Issue #900, opened 2019-01-05
VM Console single sign on modal enhancements


gregsheremeta:
RFE: VM Console SSO modal enhancements

(1) When demoing the new console single sign on modal, we found it too intrusive. Every time a user accesses a console, the popup shows (if the guest agent isn't installed, for example [and not every vm will get a guest agent]). There is nothing a user can really do except install the guest agent, or if it's already installed, contact an admin. So it should not show every time the user clicks the `Console` button.

(2) The language is currently:
`SSO logon to the VM's console failed. Do you want to continue without SSO?`
(2a) `SSO` isn't user-friendly language.
(2b) The only user impact is that user now has to log in to vm with username and password. The primary action is Connect, and not getting single sign on is probably minor, so the modal shouldn't ask -- it should simply inform with a secondary to action to back out, although user probably never would.

So:

1. Show the modal only once per VM (maybe per VM per session) -- so use local storage or session-scoped variable or something. (@michalskrivanek preference on once per VM ever or per VM per login session?)

2. Tweak the language a bit. `Single sign on failed. Please make sure the guest agent is installed on your virtual machine. Contact your administrator if the problem persists.`  and buttons would be `Connect` (primary) and `Cancel` (secondary).

gregsheremeta:
@lwrigh what do you think?

lwrigh:
![sso error](https://user-images.githubusercontent.com/20227374/50786295-23126500-1281-11e9-9d24-99899413b1e4.png)
Is this in alignment with what you were thinking of? @gregsheremeta

gregsheremeta:
@lwrigh oops I was unclear -- this language replaces the language in the dialog from #844 (but that screenshot is old -- the dialog currently says  
```
cantLogonToConsole: 'SSO logon to the VM\'s console failed. Do you want to continue without SSO?',
```
)

We noticed it during the demo that it was a bit off, experience wise.

So, this dialog appears when user clicks console. It's a different single sign on than you're thinking. Homonyms are terrible lol :) This one is "single sign me on into my vm console when i click the console button" (vs. sso me into the instance of ovirt)

gregsheremeta:
(in other words, I wouldn't have to give a windows vm my password on the windows login screen in the vm console)

lwrigh:
Ah okay that makes sense to me. I think the text for that modal and button names work for me then.

PR #929, opened 2019-01-22
Fix everytime showed console SSO modal and update modal message

bond95:
Fixes: https://github.com/oVirt/ovirt-web-ui/issues/900

image


lwrigh:
I would edit the text to say, "Single sign on failed. Please check to see if the guest agent is installed on your virtual machine. Contact your administrator if the problem continues.".

gregsheremeta:
I like Laura's text update.

Also, that button should say "Connect" instead of "Yes"  ('yes' doesn't make sense in context, since there is no question being asked)

gregsheremeta:
+1 on the language and button, thanks!

michalskrivanek:
"running" instead of "installed"?

lwrigh:
> "running" instead of "installed"?

+1 Running makes sense to me.

gregsheremeta:
> > "running" instead of "installed"?
> 
> +1 Running makes sense to me.

indeed, "running" is more correct

bond95:
@lwrigh @gregsheremeta @michalskrivanek Done.

src/saga/console/index.js
```diff
@@ -103,12 +104,18 @@ export function* getConsoleInUse (action) {
...
   if (consoleUsers.length > 0 && consoleUsers.find(user => user.id === userId) === undefined) {
     yield put(setConsoleInUse({ vmId, consoleInUse: true }))
   } else {
     yield put(setConsoleInUse({ vmId, consoleInUse: false }))
-    yield put(downloadConsole({ vmId, usbFilter, hasGuestAgent }))
+    yield put(downloadConsole({
+      vmId,
+      usbFilter,
+      hasGuestAgent,
+      force: sessionsInternal.find(s => s.user.id === userId) !== undefined,
```
sjd78: Since SPICE and VNC are always gonna have `consoleUser === true`, why not search `consoleUsers`?

And again, `force` is needed here because you want to skip SSO if the current user is already connected to a session right?

Maybe renaming `force` to `skipSSO` would make it a little easier to read.  WDYT?

bond95: > Since SPICE and VNC are always gonna have consoleUser === true, why not search consoleUsers?

I don't quite understand what do you mean?

> Maybe renaming force to skipSSO would make it a little easier to read. WDYT?

Yes, it will be more clear

gregsheremeta: @sjd78 @bond95 re `consoleUsers` all set or still need to do something?

src/components/VmActions/ConsoleConfirmationModal.js
```diff
@@ -92,6 +92,14 @@ export default connect(
...
       dispatch(setConsoleLogon({ vmId: vm.get('id'), isLogon: null }))
     },
-    onDownloadConsole: ({ usbFilter, force }) => dispatch(downloadConsole({ vmId: vm.get('id'), usbFilter, consoleId, hasGuestAgent: vm.get('ssoGuestAgent'), force })),
+    onDownloadConsole: ({ usbFilter, skipSSO, userId }) => dispatch(
+      downloadConsole({
+        vmId: vm.get('id'),
+        usbFilter,
+        consoleId,
+        hasGuestAgent: vm.get('ssoGuestAgent'),
+        skipSSO: skipSSO || vm.get('sessions').find(s => s.getIn(['user', 'id']) === userId) !== undefined, // Parameter frr skiping SSO authorization
```
sjd78: Can you extract the `vm.get('sessions').find(s => s.getIn(['user', 'id']) === userId) !== undefined` check to a utility function and then reuse it in `consoleInUse()` in `console/index.js`?

I recommend a name like `doesVmSessionExistForUserId` or similar.

gregsheremeta: +1 for readable names on utilities :)

gregsheremeta:
look good @sjd78 ?

samuelmacko:
ci build please

leistnerova:
ci build please

bond95:
ci build please

samuelmacko:
lgtm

----------------

Exercise requirements: What is needed is an exact copy of the entries from their first line down to the line with "RFE: VM Console SSO modal enhancements", that line included, and nothing beyond it.

Response for this exercise:
Issue #900, opened 2019-01-05
VM Console single sign on modal enhancements


gregsheremeta:
RFE: VM Console SSO modal enhancements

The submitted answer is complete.